Most of the 15 investors and strategists interviewed by Bloomberg expect MSCI to keep Korea in the emerging-market camp for now, arguing that recent reforms need more time to prove their durability. But few doubt the direction of travel.

 


“It’s more of a matter-of-time issue,” said Young Jae Lee, senior investment manager at Pictet Asset Management. “Korea will become a developed market at least in the next couple of years. That’s my base case.”

 


The bigger question may be how much the label matters anymore.

 

Korea’s market has become increasingly synonymous with the global AI trade, with Samsung Electronics Co. and SK Hynix Inc. accounting for more than half of the Kospi’s weighting. As investors chase exposure to the semiconductor boom, some argue the forces driving Korean stocks are becoming larger than any benchmark classification. 

 


“It doesn’t matter in a sense that Korea is now such a global play,” said Arjun Jayaraman, portfolio manager at Causeway Capital Management. “It’s not about investing in Korea. It’s about investing in AI plays.”

 


By most traditional measures, Korea already looks like a developed market. The nation’s equity market has nearly tripled in value over the past year to about $4.4 trillion, briefly overtaking India as the world’s sixth-largest. Its companies occupy critical positions in global semiconductor, battery and manufacturing supply chains.

 


A country with Korea’s massive footprint shifting classification is simply “unprecedented,” said Chetan Seth, Asia equity strategist at Nomura Holdings Inc. in Singapore. “No other country in recent times with Korea’s substantial weight in existing indices has moved from one market classification to another.”

 


South Korea currently commands a 23% weighting in the MSCI Emerging Markets index. By comparison, Greece and Israel, the two most recent nations to achieve developed-market status, boasted much smaller economies and index weights when they were promoted. 

 


The sticking point has long been accessibility for foreign investors.

 


MSCI removed Korea from its developed-market watchlist in 2014, citing restrictions on currency trading and other market-access issues. Last year, the index provider again pointed to shortcomings in foreign-exchange reforms and compliance burdens.

 


Since then, Korea has resumed short selling and is preparing to launch extended won trading hours in July, two reforms long sought by global investors. President Lee Jae Myung has also made capital-market reform a key policy priority.

 


“There definitely is a higher chance of inclusion into the DM index, just because this administration has made it their policy to push for a shift from EM to DM,” said Yi Ping Liao, portfolio manager at Templeton Global Investments. 

 


An MSCI promotion would carry tangible benefits. BNP Paribas Securities estimates it could attract roughly $30 billion of inflows as benchmark-tracking funds rebalance portfolios. It could also help narrow the so-called Korea Discount, the valuation gap that has long separated Korean stocks from developed-market peers.

 

“It shifts the narrative from ‘high-growth EM play’ to ‘core DM exposure to a strategic supply-chain pillar,’” said Wei Li, BNP’s head of multi-asset investments. 

 


Such a broadening of the investor base would be a welcome catalyst during Korea’s current market volatility. The country has already seen record foreign outflows of more than $78 billion this year, driven largely by torrid rallies in Samsung Electronics and SK Hynix that forced funds to sell after hitting single-stock allocation limits.

 


Those limits may rise if Korea joins the developed-market league, according to Park Jinho, head of equity investment at NH-Amundi Asset Management in Seoul.

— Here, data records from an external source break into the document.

PR #1290, opened 2024-08-22
Add support for resolving sourceRoot at time of config load

TwitchBronBron:
Add bsconfig value for resolving the `sourceRoot` at time of loading the config.


markwpearce:
@TwitchBronBron This works really well for our use case :) Thanks!

PR #1293, opened 2024-09-03
Adds support for types declared in comments

TwitchBronBron:
Adds ability to define variable types in comments:
 - `@param {type}` for function params
 - `@return {type}` for function return type
 - `@type {type}` and `@type {type} varName` for variables in functions

### DIFF
--- a/docs/type-checking-without-transpile.md
+++ b/docs/type-checking-without-transpile.md
@@ -1,0 +1,50 @@
+# Typechecking without transpiling
+If you want the benefits of BrighterScript's type system but don't want to use the transpiler, you can use comments to declare variable types to get much richer editor experience and type validation.
+
+## Params
+Declare the type of a specific parameter:
+
+```brighterscript
+'@param {roSGNodeRectangle} node
+function resize(node, width as integer, height as string)
+    'yay, we know that `node` is a `roSGNodeRectangle` type
+    node.width = width
+    node.height = height
+end function
+```
+
+## Return type
+
+Declare the return type of a function
+
+```brighterscript
+'@return {roSGNodeRectangle}
+function createRectangle()
+    return createObject("roSGNode", "Rectangle")
+end function
+
+function test()
+    'yay, we know that `rectangle` is a `roSGNodeRectangle` type
+    rectangle = createRectangle()
+end function
+```
+
+## Inline variable type
+You can override the type of a variable in brs files by starting a comment with `@type` . This will cast the variable below with the given type.
+
+```brighterscript
+' @type {integer}
+runtime = getRuntimeFromServer()
+```
+
+## Function-level variable type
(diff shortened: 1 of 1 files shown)


markwpearce:
Perhaps we should have a `BrightScriptDocParser` that should be used to query the comments for a function... maybe it could be used like:

```
const parsedBsDoc = bsDocParser.parseNode(funcStmt); // this should internally call `util.getNodeDocumentation()`
const docParams = parsedBsDoc.getParams();
const docReturn = parsedBsDoc.getReturns();
```

markwpearce:
We should also support `@returns` as a synonym of `@return` https://jsdoc.app/tags-returns

markwpearce:
the `@type` tag in jsdocs is supposed to declare only the type of the immediate thing https://jsdoc.app/tags-type ... I don't think supporting `' @type {typename} var` in the comments for a function is good because it breaks the usage in jsdocs

You'll have to use it directly above an assignment:

```
function getModel()
    ' @type {roDeviceInfo}
    info = getDeviceInfo()
    return info.getModel()
end function
```

TwitchBronBron:
> the `@type` tag in jsdocs is supposed to declare only the type of the immediate thing https://jsdoc.app/tags-type ... I don't think supporting `' @type {typename} var` in the comments for a function is good because it breaks the usage in jsdocs
> 
> You'll have to use it directly above an assignment:
> 
> ```
> function getModel()
>     ' @type {roDeviceInfo}
>     info = getDeviceInfo()
>     return info.getModel()
> end function
> ```

The problem is that assignment can get quite messy sometimes. Consider this code:

```
if m.top.isTrue
    someDate = getDate()
else
    someDate = m.date2
end if

if m.someProp
    someDate = m.someProp.date
end if
```

Which assignment ? Unfortunately it would probably need to be above the assignment in _both_ the `if` and `else` blocks. 
In javascript you cannot assign to a variable without first declaring it (var | let |const). However, in brs, you just willy-nilly create variables by using them in assignments.

I modeled this @type after the `@var` comment in phpdoc.  https://docs.phpdoc.org/guide/references/phpdoc/tags/var.html

Would using `@var` feel better than `@type` to you.

markwpearce:
regarding 

```
if m.top.isTrue
    someDate = getDate()
else
    someDate = m.date2
end if

if m.someProp
    someDate = m.someProp.date
end if
```

This is a little awkward, because we have no way of saying a variable is of a certain type and it is that type for the whole function.

if `getDate()` returns `dynamic` , then `someDate` will be `string or dynamic` which resolves to `dynamic`

markwpearce:
image

markwpearce:
With the latest commit, this supports union types in `@param` tags  too.

markwpearce:
image

Refined diagnostic so the underline is under the type in a comment

PR #1299, opened 2024-09-10
Adds diagnostic if no return statement found in function

markwpearce:
image

If a function explicitly says it will return something, ensure there is a return statement.

This could be improved by checking all branches.

I know there's a BSLint option that basically checks the same thing, but if you don't have a return statement when you say you're going to return a string or an integer, it will crash.

### DIFF
--- a/src/bscPlugin/validation/ScopeValidator.spec.ts
+++ b/src/bscPlugin/validation/ScopeValidator.spec.ts
@@ -2264,6 +2264,51 @@ describe('ScopeValidator', () => {
                 }).message
             ]);
         });
+
+        it('allows function with no return types with void return value', () => {
+            program.setFile('source/util.bs', `
+                function doSomething()
+                    return
+                end function
+            `);
+            program.validate();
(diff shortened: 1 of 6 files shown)


src/bscPlugin/validation/ScopeValidator.spec.ts
```diff
@@ -2239,6 +2239,95 @@ describe('ScopeValidator', () => {
         });
     });
 
+    describe('expectedReturnStatement', () => {
```
TwitchBronBron, line 2242: We need tests for `sub as <returnType>` as well. This is valid code and works:
```brighterscript
sub getName() as string
  return "bob"
end sub
```

Missing return in `sub as <returnType>`  crashes like function.

image

image

TwitchBronBron (changes requested):
Hey, I added some comments about a few more edge cases we need to test for.

TwitchBronBron (approved):
I agree, this belongs in bsc because it has runtime implications when these are mismatched.

PR #1325, opened 2024-10-11
Fix issues with the .gitignore loading for pathFilterer

TwitchBronBron:
Fixes bugs with the .gitignore entries in PathFilterer for the language server. There were several bugs in there:
 - the `PathFilterer` wasn't registering the exclusion callbacks
 - the gitignore function (called `ignore`) requires relative paths with no `../` or absolute paths, so we need to call `path.relative()` and exclude any paths not matched

### DIFF
--- a/src/LanguageServer.spec.ts
+++ b/src/LanguageServer.spec.ts
@@ -22,6 +22,7 @@ import type { Project } from './lsp/Project';
 import { LogLevel, Logger, createLogger } from './logging';
 import { DiagnosticMessages } from './DiagnosticMessages';
 import { standardizePath } from 'roku-deploy';
+import undent from 'undent';
 
 const sinon = createSandbox();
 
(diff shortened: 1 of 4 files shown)


src/LanguageServer.spec.ts
```diff
@@ -578,6 +579,133 @@ describe('LanguageServer', () => {
         });
     });
 
+    describe.only('rebuildPathFilterer', () => {
```
chrisdp, line 582:
```suggestion
    describe('rebuildPathFilterer', () => {
```

src/lsp/PathFilterer.spec.ts
```diff
@@ -155,4 +161,20 @@ describe('PathFilterer', () => {
         ).to.eql([]);
     });
 
+    describe.only('registerExcludeMatcher', () => {
```
chrisdp, line 164:
```suggestion
    describe('registerExcludeMatcher', () => {
```

PR #1332, opened 2024-10-19
Quiet down grouping expressions in cached lookups

markwpearce:
Code like this would cause a lot of logging:

```
  (1 + 2).toStr()
```

Because the grouping expression was not handled in the call handler in CachedLookups

Also added a test for a specific use case (editing file list through plugin) that was in the docs.

### DIFF
--- a/src/ProgramBuilder.spec.ts
+++ b/src/ProgramBuilder.spec.ts
@@ -14,7 +14,7 @@ import type { BsConfig } from './BsConfig';
 import type { BscFile } from './files/BscFile';
 import { tempDir, rootDir, stagingDir } from './testHelpers.spec';
 import { Deferred } from './deferred';
-import type { BsDiagnostic } from './interfaces';
+import type { AfterProgramCreateEvent, BsDiagnostic } from './interfaces';
 
 describe('ProgramBuilder', () => {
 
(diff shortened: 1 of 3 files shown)


src/ProgramBuilder.spec.ts
```diff
@@ -76,6 +76,26 @@ describe('ProgramBuilder', () => {
         ).to.exist;
     });
 
+
+    it('can edit files array in afterProgramCreate event', async () => {
```
markwpearce, line 80: This specific case is mentioned in the docs, so I thought I should verify

src/astUtils/CachedLookups.ts
```diff
@@ -217,14 +231,13 @@ export class CachedLookups {
                         break;
 
                         //when we hit a variable expression, we're definitely at the leftmost expression so stop
-                    } else if (isVariableExpression(node) || isLiteralExpression(node)) {
+                    } else if (isVariableExpression(node) || isLiteralExpression(node) || isGroupingExpression(node)) {
```
markwpearce, line 234: handle group expression here

src/astUtils/CachedLookups.ts
```diff
@@ -217,14 +231,13 @@ export class CachedLookups {
...
                         break;
-
                     } else if (isDottedGetExpression(node) || isIndexedGetExpression(node)) {
                         node = node.obj;
                     } else {
                         //some expression we don't understand. log it and quit the loop
-                        this.file.program.logger.info('Encountered unknown expression while calculating function expression chain', node);
+                        this.file.program.logger.debug('Encountered unknown expression while calculating function expression chain', node.kind, node.location);
```
markwpearce, line 240: change to a debug message, and just log the kind and location

TwitchBronBron (approved):

PR #1339, opened 2024-10-29
Fix `Vector2DFieldInterpolator.keyValue` type

markwpearce:
Fix Vector2DFieldInterpolator.keyValue type. Also rescraped docs, and fixed places where 'int' was used instead of 'integer' and `bool` was used instead of `boolean`


scripts/scrape-roku-docs.ts
```diff
@@ -815,7 +816,13 @@ class Runner {
...
 
     private fixFunctionParams(text: string): string {
-        return text.replace(/to as /ig, 'toValue as ');
+        return text.replace(/to as /ig, 'toValue as ')
+            .replace(/as int$/ig, 'as integer')
+            .replace(/as int,/ig, 'as integer,')
+            .replace(/as int\)/ig, 'as integer)')
+            .replace(/as bool$/ig, 'as boolean')
+            .replace(/as bool,/ig, 'as boolean,')
+            .replace(/as bool\)/ig, 'as boolean)');
```
TwitchBronBron, line 825: It might be worth handling whitespace between these keywords as well. Perhaps something like this?

```suggestion
        return text.replace(/to as /ig, 'toValue as ')
            .replace(/as\s+int\s*$/ig, 'as integer')
            .replace(/as\s+int\s*,/ig, 'as integer,')
            .replace(/as\s+int\s*\)\s*/ig, 'as integer)')
            .replace(/as\s+bool\s*$/ig, 'as boolean')
            .replace(/as\s+bool\s*,/ig, 'as boolean,')
            .replace(/as\s+bool\s*\)/ig, 'as boolean)');
```

TwitchBronBron (changes requested):

TwitchBronBron (approved):

PR #1340, opened 2024-10-30
Allows more missing tokens in Transpile

markwpearce:
For some expressions and statements, we can do a better job of assuming what some missing tokens will be.

This is useful for constructing AST nodes via code, so we don't need to specify tokens for open and close parens in a function call, for example.

Includes fixes for `CallExpression`, `PrintStatement` and `FunctionExpression`

Basically, anywhere there is a token where it HAS to be a certain character or string, we might as well put in a default for transpile time, so you don't need to include EVERY token in a constructor.


TwitchBronBron (approved):
Nice!

PR #1341, opened 2024-10-31
Optimize ternary transpilation for assignments

TwitchBronBron:
Whenever a ternary expression is on the right-hand-side of an assignment, dottedSet, or indexedSet statement, we can transpile the entire thing to an `if` statement instead which improves performance significantly (should be identical to handwritten non-ternary code). 

This PR adds this `if` statement transpiling for all of the following situations:
- assignments: `a = true ? 1 : 2`
- dotted set: `m.a = true ? 1 : 2`
- indexed set: `m["a"] = true ? 1 : 2`
- complex assignment operators (i.e. `+=`, `-=`, etc...) `size += true ? 1 : 2`
- grouped ternaries: `a = (((true ? 1 : 2)))`
- nested ternaries `a = true ? (false ? 1 : 2) : 3`

These are explicit cases, so any situation other than these will be transpiled according to the existing rules ([basic](https://github.com/rokucommunity/brighterscript/blob/master/docs/ternary-operator.md#basic-usage) and [scope safe](https://github.com/rokucommunity/brighterscript/blob/master/docs/ternary-operator.md#scope-protection))

**Simple example:**
```brighterscript
a = true ? 1 : 2
```

becomes this:
```brighterscript
if true then
    a = 1
else
    a = 2
end if
```

**Nested example:**
```brighterscript
result = true ? (false ? "one" : "two") : "three"
```

becomes this:
```brighterscript
if true then
    if false then
        result = "one"
    else
        result = "two"
    end if
else
    result = "three"
end if
```

### DIFF
--- a/docs/plugins.md
+++ b/docs/plugins.md
@@ -227,6 +227,38 @@ export interface CompilerPlugin {
     afterProvideReferences?(event: AfterProvideReferencesEvent): any;
 
 
+    /**
+     * Called before the `provideDocumentSymbols` hook
+     */
+    beforeProvideDocumentSymbols?(event: BeforeProvideDocumentSymbolsEvent): any;
+    /**
+     * Provide all of the `DocumentSymbol`s for the given file
+     * @param event
+     */
+    provideDocumentSymbols?(event: ProvideDocumentSymbolsEvent): any;
+    /**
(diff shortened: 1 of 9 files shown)


jtuckerfubo (approved):
lgtm

PR #1347, opened 2024-11-08
Fix issues with the ast walkArray function

TwitchBronBron:
Fix a bug that doesn't properly recover when the array being walked changes.

The core change in logic is as follows:
 - during an AST walk, if the visitor returns a new node, we will not walk the original node's children, and instead walk the new node's children
 - if a visitor changes an array (like `statements`), we will do a simple change detection method: `array[i] !== valuePassedToVisitor`. If we detect that it has changed, we'll restart the walk over that array (but skip any nodes we've already visited). This _can_ result in elements being visited out of order, but the use case for this is to help during transpile, so the order typically matters less.

### DIFF
--- a/src/astUtils/visitors.spec.ts
+++ b/src/astUtils/visitors.spec.ts
@@ -9,8 +9,8 @@ import type { FunctionStatement } from '../parser/Statement';
 import { PrintStatement, Block, ReturnStatement, ExpressionStatement } from '../parser/Statement';
 import { TokenKind } from '../lexer/TokenKind';
 import { createVisitor, walkArray, WalkMode, walkStatements } from './visitors';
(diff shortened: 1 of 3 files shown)


TwitchBronBron:
> I wonder if those arrays should be replaced with an object with getAt, insertAt, removeAt

Yeah, in v1 we could consider revamping the AST editing functionality. However, for v0 that would be a huge breaking change, so it's probably not safe to do that at the moment, unfortunately. 

I think I have something that works for now, it'll ensure that all changed nodes are properly walked (even if a little out of order, which is okay for walking during transpile). It fixed the bugs I was seeing in some of the plugins. 

We can definitely revisit some of this for v1, I have a few ideas based on your suggestion of looking at what Babel does (with the `path` object, enter/exit events, etc.

PR #1352, opened 2024-11-21
Adds Callfunc Completion and Validation

### LINKED ISSUE #1309: Changing XmlFile field does not revalidate dependent files
Adding or removing a field on a component does not trigger revalidation of a file using that component type, but it should. I currently need to edit the brs file to trigger it to revalidate.

Here's a quick demo of the issue. 

https://github.com/user-attachments/assets/7a8d1767-6b64-4d75-ab3b-66ea93ad8564

markwpearce:
Gives `callFunc` a whole lotta love!

- Fixes an issue with completions on `@.` where ALL possible callfuncs would appear. This was a result of the parser having an exception on incomplete `@.` invocations
- Adds function documentation to hovers on `@.` callfunc invocations
- Stores all resolved types associated with callfuncs for a component in a symbolTable that is used a sibiling table when the callfunc is used in another scope
- Return type of `Callfunc` and `@.` invocations are used to set types in assignments 
- Validates arg counts and type mismatches for `callfunc` and `@.`

While I was it, I also added validation and return typing for `<component>.createChild()`

Additional validation enhancements:
- if a type depends on another type (eg, has a member of another type), and that member type changes, then all segments/ASTNodes that reference the wider type are also re-validated. This means that the type-safety flows down and things get appropriately re-validated when there are changes.
- Better handling of `typecast` statements when setting up file segments for revalidation
- Better handling of when component types change, and re-validation because of that.

TODO:
- [x] Make validation updates work better. Currently, you need to edit an XML file of the component for things to revalidate if the exported function type changes
- [x] Deal with how adding sibling tables messes up other validations. Like if the resolved version stay around when they actually should be unresolved
- [x] Do not have validation errors if the component type is the generic `roSGNode` 

To be honest, I think that if we properly re-build the Component type when a member file changes, that would fix both problems.

image

image

Also fixes #1309

### DIFF
--- a/src/AstValidationSegmenter.ts
+++ b/src/AstValidationSegmenter.ts
@@ -1,5 +1,5 @@
 import type { DottedGetExpression, TypeExpression, VariableExpression } from './parser/Expression';
-import { isAliasStatement, isBinaryExpression, isBlock, isBody, isClassStatement, isConditionalCompileStatement, isDottedGetExpression, isInterfaceStatement, isNamespaceStatement, isTypeExpression, isVariableExpression } from './astUtils/reflection';
+import { isAliasStatement, isBinaryExpression, isBlock, isBody, isClassStatement, isConditionalCompileStatement, isDottedGetExpression, isInterfaceStatement, isNamespaceStatement, isTypecastStatement, isTypeExpression, isVariableExpression } from './astUtils/reflection';
 import { ChildrenSkipper, WalkMode, createVisitor } from './astUtils/visitors';
 import type { ExtraSymbolData, GetTypeOptions, TypeChainEntry } from './interfaces';
 import type { AstNode, Expression } from './parser/AstNode';
@@ -73,12 +73,14 @@ export class AstValidationSegmenter {
             return this.checkExpressionForUnresolved(segment, expression.expression.left as VariableExpression, assignedSymbolsNames) ||
                 this.checkExpressionForUnresolved(segment, expression.expression.right as VariableExpression, assignedSymbolsNames);
         }
+        return this.addUnresolvedSymbol(segment, expression, assignedSymbolsNames);
+    }
 
+    private addUnresolvedSymbol(segment: AstNode, expression: Expression, assignedSymbolsNames?: Set<string>) {
         const flag = util.isInTypeExpression(expression) ? SymbolTypeFlag.typetime : SymbolTypeFlag.runtime;
         let typeChain: TypeChainEntry[] = [];
         const extraData = {} as ExtraSymbolData;
         const options: GetTypeOptions = { flags: flag, onlyCacheResolvedTypes: true, typeChain: typeChain, data: extraData };
-
         const nodeType = expression.getType(options);
         if (!nodeType?.isResolvable()) {
             let symbolsSet: Set<UnresolvedSymbol>;
@@ -126,6 +128,8 @@ export class AstValidationSegmenter {
 
     private currentNamespaceStatement: NamespaceStatement;
     private currentClassStatement: ClassStatement;
+    private unresolvedTypeCastTypeExpressions: TypeExpression[] = [];
+
 
     checkSegmentWalk(segment: AstNode) {
         if (isNamespaceStatement(segment) || isBody(segment)) {
@@ -161,6 +165,7 @@ export class AstValidationSegmenter {
             return;
         }
 
+
         this.segmentsForValidation.push(segment);
         this.validatedSegments.set(segment, false);
         let foundUnresolvedInSegment = false;
@@ -168,6 +173,16 @@ export class AstValidationSegmenter {
         const assignedSymbols = new Set<AssignedSymbol>();
         const assignedSymbolsNames = new Set<string>();
         this.currentClassStatement = segment.findAncestor(isClassStatement);
+
+        if (isTypecastStatement(segment)) {
+            if (this.checkExpressionForUnresolved(segment, segment.typecastExpression.typeExpression)) {
+                this.unresolvedTypeCastTypeExpressions.push(segment.typecastExpression.typeExpression);
+            }
+        }
+        let unresolvedTypeCastTypeExpression: TypeExpression;
+        if (this.unresolvedTypeCastTypeExpressions.length > 0) {
+            unresolvedTypeCastTypeExpression = this.unresolvedTypeCastTypeExpressions[this.unresolvedTypeCastTypeExpressions.length - 1];
+        }
 
         segment.walk(createVisitor({
             AssignmentStatement: (stmt) => {
@@ -186,7 +201,11 @@ export class AstValidationSegmenter {
                 assignedSymbolsNames.add(stmt.tokens.item.text.toLowerCase());
             },
             VariableExpression: (expr) => {
-                if (!assignedSymbolsNames.has(expr.tokens.name.text.toLowerCase())) {
+                const hasUnresolvedTypecastedM = unresolvedTypeCastTypeExpression && expr.tokens.name.text.toLowerCase() === 'm';
+                if (hasUnresolvedTypecastedM) {
+                    this.addUnresolvedSymbol(segment, unresolvedTypeCastTypeExpression);
+
+                } else if (!assignedSymbolsNames.has(expr.tokens.name.text.toLowerCase())) {
                     const expressionIsUnresolved = this.checkExpressionForUnresolved(segment, expr, assignedSymbolsNames);
                     foundUnresolvedInSegment = expressionIsUnresolved || foundUnresolvedInSegment;
                 }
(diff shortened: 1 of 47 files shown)


src/AstValidationSegmenter.ts
```diff
@@ -169,6 +174,16 @@ export class AstValidationSegmenter {
         const assignedSymbolsNames = new Set<string>();
         this.currentClassStatement = segment.findAncestor(isClassStatement);
 
+        if (isTypecastStatement(segment)) {
```
markwpearce, line 177: Changes in this file re related to typecast statements... if there's a top level typecast, then if that type changes, everything referencing `m` should be revalidated

src/DiagnosticManager.ts
```diff
@@ -234,7 +234,7 @@ export class DiagnosticManager {
                     isMatch = !!context.tags?.includes(filter.tag);
                 }
                 if (isMatch && needToMatch.scope) {
-                    isMatch = context.scope === filter.scope;
+                    isMatch = context.scope?.name === filter.scope.name;
```
markwpearce, line 237: if an xml file changes, then there is a new scope created, so a check on `context.scope === filter.scope` wouldn't work to remove old diagnostics

src/types/BscType.ts
```diff
@@ -10,6 +10,7 @@ export abstract class BscType {
     public readonly memberTable: SymbolTable;
     protected __identifier: string;
     protected hasAddedBuiltInInterfaces = false;
+    public isBuiltIn = false;
```
markwpearce, line 13: Added a flag at the type level to basically say "this is a type we don't need to mess with"

src/Program.ts
```diff
@@ -385,16 +402,20 @@ export class Program {
      * @param xmlFile XML file with <component> tag
      */
     private addDeferredComponentTypeSymbolCreation(xmlFile: XmlFile) {
-        this.componentSymbolsToUpdate.add({ componentKey: this.getComponentKey(xmlFile), componentName: xmlFile.componentName?.text });
-
+        const componentKey = this.getComponentKey(xmlFile);
```
markwpearce, line 405: changed this to a map with unique keys, because there multiple places where it can get updated

src/Program.ts
```diff
@@ -970,11 +1107,11 @@ export class Program {
         this.logger.info(`Validation Metrics: ${logs.join(', ')}`);
     }
 
-    private getScopesForCrossScopeValidation() {
+    private getScopesForCrossScopeValidation(someComponentTypeChanged = false) {
         const scopesForCrossScopeValidation = [];
         for (let scopeName of this.getSortedScopeNames()) {
             let scope = this.scopes[scopeName];
-            if (this.globalScope !== scope && !scope.isValidated) {
+            if (this.globalScope !== scope && (someComponentTypeChanged || !scope.isValidated)) {
```
markwpearce, line 1114: If a component type changes, don't try to limit the number of scopes to check.
In reality, this hardly changes the actual validation time anyway

src/SymbolTable.ts
```diff
@@ -303,6 +306,23 @@ export class SymbolTable implements SymbolTypeGetter {
         return symbols;
     }
 
+
+    private cachedCircularReferenceCheck: null | boolean = null;
+
+    private hasCircularReferenceWithAncestor() {
```
markwpearce, line 312: ran into some problems with circular references in symbol tables --- best way to deal with that is to check once and cache

src/bscPlugin/validation/ScopeValidator.ts
```diff
@@ -288,18 +293,8 @@ export class ScopeValidator {
         //if this is a `createObject('roSGNode'` call, only support known sg node types
         if (firstParamStringValueLower === 'rosgnode' && isLiteralExpression(call?.args[1])) {
             const componentName: Token = call?.args[1]?.tokens.value;
-            //don't validate any components with a colon in their name (probably component libraries, but regular components can have them too).
```
markwpearce, line 291: refactored some of this code to make checking specific KINDs of function calls easier - eg. callfunc args are offset by 1 vs. real function call args

src/files/BrsFile.ts
```diff
@@ -46,6 +46,7 @@ import { DefinitionProvider } from '../bscPlugin/definition/DefinitionProvider';
 export interface ProvidedSymbol {
     symbol: BscSymbol;
     duplicates: BscSymbol[];
+    requiredSymbolNames?: Set<string>;
```
markwpearce, line 49: These are the required symbol names this symbol provided from the file needs

src/parser/Parser.ts
```diff
@@ -2861,19 +2861,24 @@ export class Parser {
     private callfunc(callee: Expression): Expression {
         this.warnIfNotBrighterScriptMode('callfunc operator');
         let operator = this.previous();
-        let methodName = this.consume(DiagnosticMessages.expectedIdentifier(), TokenKind.Identifier, ...AllowedProperties);
-        // force it into an identifier so the AST makes some sense
-        methodName.kind = TokenKind.Identifier;
-        let openParen = this.consume(DiagnosticMessages.expectedOpenParenToFollowCallfuncIdentifier(), TokenKind.LeftParen);
-        let call = this.finishCall(openParen, callee, false);
-
+        let methodName = this.tryConsume(DiagnosticMessages.expectedIdentifier(), TokenKind.Identifier, ...AllowedProperties);
```
markwpearce, line 2864: this change makes it so an exception is thrown on a bad `@.` line, so that proper completions are provided

src/types/ComponentType.ts
```diff
@@ -39,8 +40,20 @@ export class ComponentType extends InheritableType {
...
-        return isComponentType(targetType) && this.name.toLowerCase() === targetType.name.toLowerCase();
+    isEqual(targetType: BscType, data: TypeCompatibilityData = {}): boolean {
+        if (isReferenceType(targetType) && targetType.isResolvable()) {
+            targetType = targetType.getTarget();
+        }
+        if (this === targetType) {
+            return true;
+        }
+
+        return isComponentType(targetType) && this.name.toLowerCase() === targetType.name.toLowerCase() &&
```
markwpearce, line 51: A better job of checking equality of Component Types, so that we can check if a change was substantial enough to re-validate

src/types/ComponentType.ts
```diff
@@ -60,9 +73,11 @@ export class ComponentType extends InheritableType {
         }
     }
 
+    private hasStartedAddingBuiltInInterfaces = false;
```
markwpearce, line 76: needed to add this incase there were some circular references -- there would be stack overflows

src/types/ComponentType.ts
```diff
@@ -85,17 +103,99 @@ export class ComponentType extends InheritableType {
...
 
     getCallFuncTable() {
         return this.callFuncMemberTable;
     }
 
     getCallFuncType(name: string, options: GetSymbolTypeOptions) {
-        return this.callFuncMemberTable.getSymbolType(name, options);
+        const callFuncType = this.callFuncMemberTable.getSymbolType(name, options);
+
+        const addAssociatedTypesTableAsSiblingToMemberTable = (type: BscType) => {
```
markwpearce, line 173: if you find a callFunc for this a given name, adds a sibling table of the types required for that callFunc to the type.
This makes it so the required types for the callfunc are available in a different context

src/bscPlugin/validation/ScopeValidator.spec.ts
```diff
@@ -3638,4 +3890,395 @@ describe('ScopeValidator', () => {
...
+                sub someFunc(widget as roSGNodeWidget)
+                    otherNode = widget@.getOther("3.14")
+                    print otherNode.myValue
+                end sub
+            `);
+
+            program.validate();
+            expectZeroDiagnostics(program);
+        });
+
```
TwitchBronBron, line 3940: Add a test for doing callfunc on a function call. Looks like right now that doesn't work.

image

TwitchBronBron (changes requested):
Overall, it seems to be working fairly well. I've added a few comments for some bugs I found. Looking forward to testing it again!

src/bscPlugin/validation/ScopeValidator.spec.ts
```diff
@@ -3638,4 +3890,395 @@ describe('ScopeValidator', () => {
         });
     });
 
+    describe('callFunc', () => {
```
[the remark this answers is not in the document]
markwpearce: Fixed a few issues with nodes from component libraries - the types were coming back as unresolved, but this has been changed so they are generic `roSGNode`

src/bscPlugin/validation/ScopeValidator.spec.ts
markwpearce: fixed -- I wasn't properly looking a the *result* of the function call

TwitchBronBron (approved):
This is fantastic! I'm pumped about this feature, and it works great in the projects I've tested it in. Nice work.

PR #266, opened 2021-07-25
fix: relative images are not displayed

iliapolo:
When a README in a package repository includes a relative link to an image, i.e

```text
![](./images/access-token.png)
```

These images are not being rendered. For example:

Screen Shot 2021-07-25 at 7 27 13 PM

This happens because the constructed URL should not contain the `.git` repo suffix. Removing it will result in:

Screen Shot 2021-07-25 at 7 26 48 PM


src/components/Markdown/Markdown.tsx
```diff
@@ -110,7 +110,8 @@ export const Markdown: FunctionComponent<{
             return url;
           }
 
-          const { owner, repo } = repoConfig;
+          const owner = repoConfig.owner;
+          const repo = repoConfig.repo.replace(".git", "");
```
eladb, line 114:
```suggestion
          const repo = repoConfig.repo.replace(/\.git$/, "");
```

eladb (approved):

Just as importantly, a change in investor mindset would also help restore calm. Developed-market investors have longer horizons, focusing on company sustainability, governance and shareholder returns, rather than short-term growth, according to Kieron Poon, investment director of Asian equities at Aberdeen Investments. 

 


“So, a reclassification could improve governance standards in Korea and reduce market volatility over time,” Poon added.